At Zircon, engineers are working with a different radar technology, called micropower impulse radar (MIR).
MIR was developed at the Lawrence Livermore National Laboratory to measure atomic particle collisions in nuclear fusion research. Instead of a continuous signal, MIR sends out millions of low-power radar impulses each second, at random frequencies. It then listens only for specific impulses that return at precise instants - timing that indicates they have bounced off objects encountered at a preset distance.
That detection perimeter, or radar "bubble," suggests many potential uses, including home security. And the whole thing can be produced on a $10 circuit board the size of a credit card.
Lawrence Livermore's patents for MIR, and by implication the 26 licenses it has sold to manufacturers, have been challenged - with some partial but preliminary success - before the U.S. Patent Office. An Alabama inventor, Larry D. Fullerton, founder of Time Domain Corp. of Huntsville, claims to hold an earlier patent for the same technology.
But Zircon is pressing ahead with development. "We really understand what's going on with this technology, and we've got a four-year lead on anybody else," Cohen said. Even if the patent challenge is successful, "we would aggressively pursue bringing something to market."
Zircon is developing a product that, for $400 to $500, would provide users with a screen image of what lies behind the wallboard.
The challenge has been to adapt the MIR technology so that it can detect and label the various materials, and display them in a user-friendly format.
"We're still trying to fine-tune it and get things nailed down," he said. "In the last six months we have made some breakthroughs, but it's still hard to predict when we would bring a product to market. We hope in this century. That gives us a year and a half."
At Amerigon, engineers are adapting Lawrence Livermore's MIR technology to automotive applications. "Examples would be parking aids, lane-change aids, crash-sensing to enhance the performance of air bags, anti-collision systems and intelligent cruise control - systems that automatically adjust the distance between cars," said Lon Bell, Amerigon's chairman and CEO.
A few luxury-car makers offer devices that use high-frequency sound to detect nearby poles and walls. But they have to be externally mounted, and are more vulnerable to wind noise, impact damage, snow, ice and mud.
Radar-based sensors can be protected inside bumpers or taillights, and work better than ultra-sound under harsh conditions, Bell said.
Amerigon is field-testing its first product - backup radar - on four dump trucks and a 15-passenger van operated by the New Mexico state highway department.
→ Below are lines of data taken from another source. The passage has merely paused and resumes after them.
PR #6727, opened 2018-10-09
entity queue and calculated properties performance

tdhatcher:
Please review and run locally to test to verify Workflows functionality works as expected. 

I assume a workflow must manually be configured first to process queue if the global setting 'globalEntityQueueDataProcessCount' = 0 otherwise nothing is going to execute for the entity queue processing.

Some of the merging conflicts with the WorkflowService.cfc and HibachiEntityQueueDAO.cfc were a bit less straightforward.

But this should be everything.

### DIFF
--- a/org/Hibachi/HibachiService.cfc
+++ b/org/Hibachi/HibachiService.cfc
@@ -432,7 +432,11 @@
 			} else if ( lCaseMissingMethodName.startsWith( 'export' ) ) {
 				return onMissingExportMethod( missingMethodName, missingMethodArguments );
 			} else if ( lCaseMissingMethodName.startsWith( 'process' ) ) {
-				return onMissingProcessMethod( missingMethodName, missingMethodArguments );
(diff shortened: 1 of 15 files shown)


org/Hibachi/HibachiService.cfc
```diff
@@ -432,7 +432,11 @@
 			} else if ( lCaseMissingMethodName.startsWith( 'export' ) ) {
 				return onMissingExportMethod( missingMethodName, missingMethodArguments );
 			} else if ( lCaseMissingMethodName.startsWith( 'process' ) ) {
-				return onMissingProcessMethod( missingMethodName, missingMethodArguments );
+				if(right(lCaseMissingMethodName,27) == "_updateCalculatedProperties") {
+					return onMissingUpdateCalculatedProperties(missingMethodName, missingMethodArguments)
```
rmarchandTen24: semi colon

PR #6776, opened 2018-10-31
Improved HibachiValidationService Improvements

tdhatcher:
Improved HibachiValidationService to allow validation on deeply nested property within single validation file.


rmarchandTen24:
@tdhatcher this improvement makes sense. However we run into an issue with it because collections overrides hasPropertyByPropertyIdentifier. This prevents reading meta data on the collection itself and instead reads metadata on the collectionObject. When creating a new collection it errors because there is no collectionobject.

PR #6796, opened 2018-11-16
Adding custom inlist delimiter logic

pjohn1024:


model/entity/Collection.cfc
```diff
@@ -3699,7 +3709,7 @@ component displayname="Collection" entityname="SlatwallCollection" table="SwColl
 		if(len(arguments.comparisonOperator)){
 			key &= ":#arguments.comparisonOperator#";
 		}
-		var delimiter = ',';
+		var delimiter = this.getInlistDelimiter();
```
migueltarga: Can you use other delimiters on IN filter in HQL?

model/entity/Collection.cfc
```diff
@@ -2773,7 +2783,7 @@ component displayname="Collection" entityname="SlatwallCollection" table="SwColl
 			predicate = filter.value;
 		}else if(arguments.filter.comparisonOperator eq 'in' || arguments.filter.comparisonOperator eq 'not in'){
 			if(len(filter.value)){
-				predicate = "(" & ListQualify(filter.value,"'") & ")";
+				predicate = "(" & ListQualify(filter.value,variables.inlistDelimiter) & ")";
```
migueltarga: this doesn't look right, the delimiter should be the 3rd parameter

model/entity/Collection.cfc
pjohn1024: @migueltarga I think we are not changing the delimiter on the IN Filter in HQL, The new delimiter is Just used for parsing the in filter list in the predicate

model/entity/Collection.cfc
pjohn1024: Fixed

PR #6815, opened 2018-12-04
Location creation fix

gerickson808:


model/entity/Location.cfc
```diff
@@ -141,7 +141,7 @@ component displayname="Location" entityname="SlatwallLocation" table="SwLocation
 			
 			//Add each of the parents in the chain to the string.
 			var parentLocation = this.getParentLocation();
-			while (!isNull(parentLocation)){
+			while (!isNull(parentLocation) && !isStruct(parentLocation)){
```
rmarchandTen24: @gerickson808 shouldn't we handle the data if it is a struct?

PR #6822, opened 2018-12-07
only run inventory logic if we're configured to track inventory

jasperboyd:


model/service/SkuService.cfc
```diff
@@ -617,6 +617,8 @@ component extends="HibachiService" persistent="false" accessors="true" output="f
 
 	public any function processSku_updateInventoryCalculationsForLocations(required any sku) {
 		
+		if(getSettingService().getSettingValue('skuTrackInventoryFlag')){
```
rmarchandTen24: shouldn't this be arguments.sku.setting('skuTrackInventoryFlag')

jasperboyd: @rmarchandTen24 yes thank you good catch

jasperboyd: @rmarchandTen24 resolved sorry bout the whitespace

PR #6834, opened 2018-12-17
Develop pj portto core

pjohn1024:


rmarchandTen24:
@pjohn1024 is there a view aspect to this at all?

PR #6851, opened 2019-01-03
Use primary ID as group by if exists in columns & hibachi listing tag improvement

jasperboyd:


model/entity/Collection.cfc
```diff
@@ -3336,7 +3336,9 @@ component displayname="Collection" entityname="SlatwallCollection" table="SwColl
 						) continue;
 						
 						if(getService('HibachiService').getPrimaryIDPropertyNameByEntityName(getCollectionObject()) == convertALiasToPropertyIdentifier(column.propertyIdentifier)){
-							groupByList = listprepend(groupByList, column.propertyIdentifier);
+							//if we have the collection objects primary id property as a column exclude all others group bys for better performance
```
rmarchandTen24: @jasperboyd looks good but can you use the deleted behavior if it's a report

jasperboyd: @rmarchandTen24 it will only get to this logic if it isn't a report L3272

Michelle Skrupskis, the state study's lead investigator, said state risk-management officials want to reduce backup accidents that have caused injuries and million-dollar settlements. Backup beepers - the kind that sound whenever a truck is put in reverse gear - are a constant presence on construction sites. Workers often tune them out.
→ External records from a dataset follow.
PR #209, opened 2015-07-18
:bug: Class references not updating for projects

sdreher:
As part of the big collaboration refactoring, the class reference indexer was broken due to a reordering of events.

This fixes the issue by:
1. removing the ancient and rather inelegant universal post_save hook.
2. Calling explicit update_class_reference functions.

Ideally, the whole DiscussionIndex model would be factored out completely. But, one step at a time.

Selenium tests on another branch were added to demonstrate this issue (https://github.com/ccnmtl/mediathread/pull/206)

### DIFF
--- a/mediathread/discussions/utils.py
+++ b/mediathread/discussions/utils.py
@@ -1,7 +1,9 @@
 from courseaffils.models import Course
 from django.contrib.contenttypes.models import ContentType
-from structuredcollaboration.models import Collaboration
 from threadedcomments.models import ThreadedComment
+
+from mediathread.djangosherd.models import SherdNote, DiscussionIndex
+from structuredcollaboration.models import Collaboration
 
 
 def get_course_discussions(course):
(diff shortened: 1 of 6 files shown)


mediathread/discussions/utils.py
```diff
@@ -49,3 +51,25 @@ def pretty_date(timestamp):
...
+
+    for note in notes:
+        try:
+            disc, created = DiscussionIndex.objects.get_or_create(
+                participant=comment.user,
+                collaboration=comment.content_object,
+                asset=note.asset)
+            disc.comment = comment
+            disc.save()
+        except:
```
thraxil: Can we catch the specific exception instead of having a bare except?

mediathread/projects/models.py
```diff
@@ -407,6 +408,19 @@ def citations(self):
         note_model = models.get_model('djangosherd', 'SherdNote')
         return note_model.objects.references_in_string(self.body, self.author)
 
+    def update_class_references(self):
```
thraxil: This function is *almost* the same as the one in `mediathread/discussions/utils.py`. Seems like we ought to be able to factor out the common functionality.

sdreher: Sure. I was quickly moving some old code around. Not even sure what the "# some things may be deleted?" comment references on that bare exceptions. I'll make a second pass.

sdreher:
This is ready for re-review.

PR #228, opened 2015-07-28
add skos_uri

c0cky:
*add skos_uri to taxonomy model and migrations for the changes.

only changes are adding these two fields. Travis CI should not fail.


sdreher:
@c0cky - the selenium tests were failing as the base sqlite3 test database (scripts/lettuce_base.db) had not been migrated. I updated that & merged the PR.

PR #230, opened 2015-07-29
Replace search box with bootstrap input-group + button

sdreher:
& don't autosubmit the project save form

### DIFF
--- a/media/templates/collection.mustache
+++ b/media/templates/collection.mustache
@@ -7,7 +7,7 @@
                 <div class="switcher-tool switcher-search-text input-group">
                     <span class="input-group-addon"><span class="glyphicon glyphicon-search"></span></span>
                     <input type="text" class="form-control" name="search-text"
-                        value="{{active_filters.search_text}}" placeholder="Item & selection titles"/>
+                        value="{{active_filters.search_text}}" placeholder="Item &amp; selection titles"/>
                     <span class="input-group-btn">
                         <button class="btn btn-default btn-search-text" type="button">Go</button>
                     </span>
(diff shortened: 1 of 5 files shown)


media/templates/collection.mustache
```diff
@@ -2,15 +2,18 @@
...
-                <div class="switcher-tool switcher-search-text {{#active_filters.search_text?}}populated{{/active_filters.search_text?}}">
-                    <span class="search-text-prefix"><img src="/media/img/icons/search.png" /></span>
-                    <input type="text" name="search-text" value="{{active_filters.search_text}}" placeholder="Item and selection titles"/>
-                    <span class="search-text-clear"><img src="/media/img/icons/meth_clear.png" /></span>
+            <div class="switcher-search-container">
+                <h3>SEARCH</h3>
+                <div class="switcher-tool switcher-search-text input-group">
+                    <span class="input-group-addon"><span class="glyphicon glyphicon-search"></span></span>
+                    <input type="text" class="form-control" name="search-text"
+                        value="{{active_filters.search_text}}" placeholder="Item & selection titles"/>
```
thraxil: Does the ampersand need to be encoded here (and in gallery.mustache)? Or is mustache smart enough to do the right thing?

sdreher: Good question. Mustache is okay with the unescaped ampersand. Let me test with the &amp; though and see what happens.

sdreher: Seems like escaped or unescaped is fine. I'll update it with the `&amp;` as that is more correct.

PR #234, opened 2015-07-31
Fall2015

c0cky:
*add skos import into getTheOnomy
*save skos_uri to Term and Vocabulary Models


media/js/app/taxonomy/taxonomy.js
```diff
@@ -474,16 +494,47 @@
                 return item.display_name == thing;
             });
         },
-        getTheOnomy: function(onomyURL, selectedVocabulary) {
+        getTheOnomy: function(onomyURL, selectedVocabulary, JSON_FLAG) {
             var self = this;
 
             jQuery.get(onomyURL, function(data) {
+                console.log(data);
```
sdreher: please remove console.logs

media/js/app/taxonomy/taxonomy.js
```diff
@@ -474,16 +494,47 @@
                 return item.display_name == thing;
             });
         },
-        getTheOnomy: function(onomyURL, selectedVocabulary) {
+        getTheOnomy: function(onomyURL, selectedVocabulary, JSON_FLAG) {
```
sdreher: regular javascript variable names should be described in camelCase. (though we are guilty of mixing in the python underbar syntax!)  This all uppercase variable name might be confused with a global constant.

media/js/app/taxonomy/taxonomy.js
```diff
@@ -442,31 +448,45 @@
 
             // split the url.
             var urls = value.split(',');
+            var flagArray = [];
```
sdreher: Rather than messing around with this flagArray, I'd opt for doing the regex check twice -- once for the valid url check at line 462 and once for the getTheOnomy call at line 477.  Simplifies the code.

media/js/app/taxonomy/taxonomy.js
```diff
@@ -474,16 +494,47 @@
...
+
+                        try {
+                            pL = data[skos_uri]["http:\/\/onomy.org\/onomy-ns#parentLabel"].value.trim();
+                        } catch (e) {
+                            pL = undefined;
+                        }
+                    }
 
-                    if (typeof pL !== undefined && pL.length > 0) {
+                    console.log(display);
```
sdreher: please remove console.logs

media/js/app/taxonomy/taxonomy.js
```diff
@@ -75,6 +75,12 @@
                 var term = new Term({display_name: termName});
                 this.get('term_set').add(term);
             }
+        },
+        addTermWithURI: function(termName, uri) {
```
sdreher: The base addTerm function at line 73 is no longer referenced. Rather than add this new function, a simple refactor on the original addTerm would be more efficient.

media/js/app/taxonomy/taxonomy.js
sdreher: The addition of the skos logic to the getTheOnomy function is causing it to grow again. What do you think of splitting the logic and having a skos importer and  a json importer with some helper functions?

media/js/app/taxonomy/taxonomy.js
c0cky: What do you recommend for the testing case if I remove the flagArray?

sdreher: Hmmm, I'd probably create two helper functions -- isJson(url), isSkos(url) that returns true or false based on the regex match. Then, at Ln. 462, if (!isJson(urls[i]) && !isSkos(urls[i]) { show error }. At line  477,  this.getTheOnomy(urls[j], this.selected, isJson(urls[j]); The helper function can also be used in refreshOnomy to maintain consistency rather than the quick (urls[i].indexOf("json") > -1) check.

c0cky: I will have to add the (urls[i].indexOf("json") > -1) check when calling getTheOnomy at line 477 because the test url will not match the regex.

sdreher: Good point. Maybe the isJson regex could be expanded to check for either the onomy url pattern or the test url pattern.

media/js/app/taxonomy/taxonomy.js
```diff
@@ -434,6 +434,26 @@
             });
             return false;
         },
+        isSKOS: function(url) {
+            var skos_regex = /onomy.org\/published\/(\d+)\/skos/g;
+            var skos_match = skos_regex.exec(url);
+            if (skos_match !== null) {
```
sdreher: nit: return skos_match !== null

sdreher:
Good refactor & much cleaner now. I like how the big getTheOnomy function was broken down.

Amerigon's sensors trigger loud beeps inside the driver's cabin that accelerate as an obstacle penetrates the radar "bubble." A progressive light display on the side-view mirrors indicates the distance to the obstacle.
Since the devices were first installed last fall, Skrupskis said, the trucks and van have had no backup accidents. The state operates a fleet of 5,000 vehicles, and "I would like to see the devices universally applied," she said
Bell said he believes the backup system is nearly ready for the construction market. Cars are next, and several Japanese and American carmakers are working with Amerigon on a design.
"We think of the 2002 model year as a target for us, beginning with the high end [expensive models]," Bell said. "That includes vehicles with the greatest need, such as sports utility vehicles and vans."